Medicine Anthropology Theory (Sep 2021)
The Grammar of Leprosy: Temporal Politics and the Impossible Subject
Abstract
This research article critically interrogates the implications and unintended consequences of the World Health Organization’s purported elimination of leprosy as a public health problem. I explore how leprosy has been portrayed (for nearly a century) as something from the past, recalcitrantly lingering on into the present, but surely about to be gone—a temporal framing I call the ‘grammar of leprosy’. I recount the experiences of Daniel, my interlocutor in Tanzania, whose existence became a problem for his doctors. This problem they ultimately resolved by fabricating negative test results in order to record what they already knew: leprosy had been eliminated. I also analyse how researchers working for Novartis (the supplier of leprosy’s cure) continue to push for an always imminent ‘elimination’, while field researchers repeatedly caution about the potential problems of this approach.

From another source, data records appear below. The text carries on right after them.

PR #4306, opened 2026-06-11
Convert numerics vars to dataclass

clmould:
## Checklist

### DIFF
--- a/process/core/io/plot/solutions.py
+++ b/process/core/io/plot/solutions.py
@@ -21,7 +21,6 @@ import pandas as pd
 import seaborn as sns
 
 from process.core.io.mfile import MFile
-from process.data_structure import numerics
 from process.data_structure.numerics import FiguresOfMerit
 
 # Variables of interest in mfiles and subsequent dataframes
@@ -445,7 +444,6 @@ def _plot_solutions(
     ):
         objf_list = norm_objf_df[NORM_OBJF_NAME].unique()
     else:
-        numerics.init_numerics()
         objf_list = {
             FiguresOfMerit(abs(int(minmax))).description for minmax in diffs_df["minmax"]
         }
--- a/process/core/solver/solver.py
+++ b/process/core/solver/solver.py
@@ -19,7 +19,6 @@ from scipy.optimize import fsolve
 from process.core.exceptions import ProcessValueError
 from process.core.model import DataStructure
 from process.core.solver.evaluators import Evaluators
-from process.data_structure import numerics
 
 logger = logging.getLogger(__name__)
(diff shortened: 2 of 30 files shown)


process/core/io/plot/solutions.py
```diff
@@ -445,7 +444,6 @@ def _plot_solutions(
     ):
         objf_list = norm_objf_df[NORM_OBJF_NAME].unique()
     else:
-        numerics.init_numerics()
```
timothy-nunn, line 448: This was clearly being done for a reason before. Can you check that plot solutions does not change before and after because of removing this statement.

process/core/solver/solver.py
```diff
@@ -19,19 +19,19 @@
...
-from process.data_structure import numerics
 
 logger = logging.getLogger(__name__)
 
 
 class _Solver(ABC):
     """Base class for different solver implementations."""
 
-    def __init__(self, *, maxcal: int | None = None):
+    def __init__(self, *, data: DataStructure, maxcal: int | None = None):
```
timothy-nunn: If we are passing the data structure in we can remove the `maxcal` argument and just get it from `self.data`

process/core/solver/solver.py
```diff
@@ -359,11 +363,13 @@ def get_solver(data: DataStructure, solver_name: str = "vmcon") -> _Solver:
...
     if solver_name == "vmcon":
-        solver = Vmcon(maxcal=data.globals.maxcal)
+        solver = Vmcon(data=data, maxcal=data.globals.maxcal)
     elif solver_name == "vmcon_bounded":
-        solver = VmconBounded(maxcal=data.globals.maxcal)
+        solver = VmconBounded(data=data, maxcal=data.globals.maxcal)
     elif solver_name == "fsolve":
-        solver = FSolve()
+        solver = FSolve(
+            data=data,
```
timothy-nunn:
```suggestion
            data=data
```

timothy-nunn (changes requested):

process/core/io/plot/solutions.py
clmould: I've found that this else statement used to use `numerics.lablmm`, which has since been replace by `FiguresOfMerit`, which made the use of the `init_numerics` here unnecessary.
 
I have tested this out using the optimum solutions comparison notebook and removing `objf_name` from the MFILEs used (as this is necessary to hit this `else`), and all the plots are the same as the original notebook, so I think it is safe to remove `numerics.init_numerics` from here.

timothy-nunn (approved):

PR #4395, opened 2026-06-29
Particle balance constraint updated

chris-ashe:
This PR add 5 new constraint equation with regard to plasma fuelling and particles loss constituting a way to enforce a plasma particle number balance for all species (except impurities)

image

To do so we now have our plasma fuelling into the vessel as an input parameter whose composition can be changed. The efficiency of this fuelling can be changed also to be indicative of the physical efficiency of the injection.

**Documentation and navigation updates:**
- Added the new plasma fuelling documentation page to the navigation in `mkdocs.yml`, making the new model easily accessible in the documentation site.

**Miscellaneous improvements:**
- Added Avogadro's number to the constants module for use in physical calculations.
- Improved output reporting for constraint errors in `scan.py`.

These changes collectively provide a robust framework for modeling plasma fuelling, tracking individual fuel species, and ensuring physical consistency in fusion plasma simulations.

------------

🎨 Output additions

Expanded and added more values for rates to the fusion reaction summary page:
image

Added a fuelling summary page that shows the contour graphs of the fuelling solutions, along with burnup data:

image

-------------

### Before

image

image

### After

image

image

## Checklist


process/core/io/plot/summary.py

Finally, I reveal how the grammar of leprosy operates through a complex set of temporal politics, pulling into its orbit and being enabled by multiple interwoven temporalities. I conclude that—due to this grammar, the impossible subjects it produces, and the temporal politics through which it operates—leprosy elimination campaigns may have dire consequences for the lives of people with leprosy today, impeding rather than enabling treatment.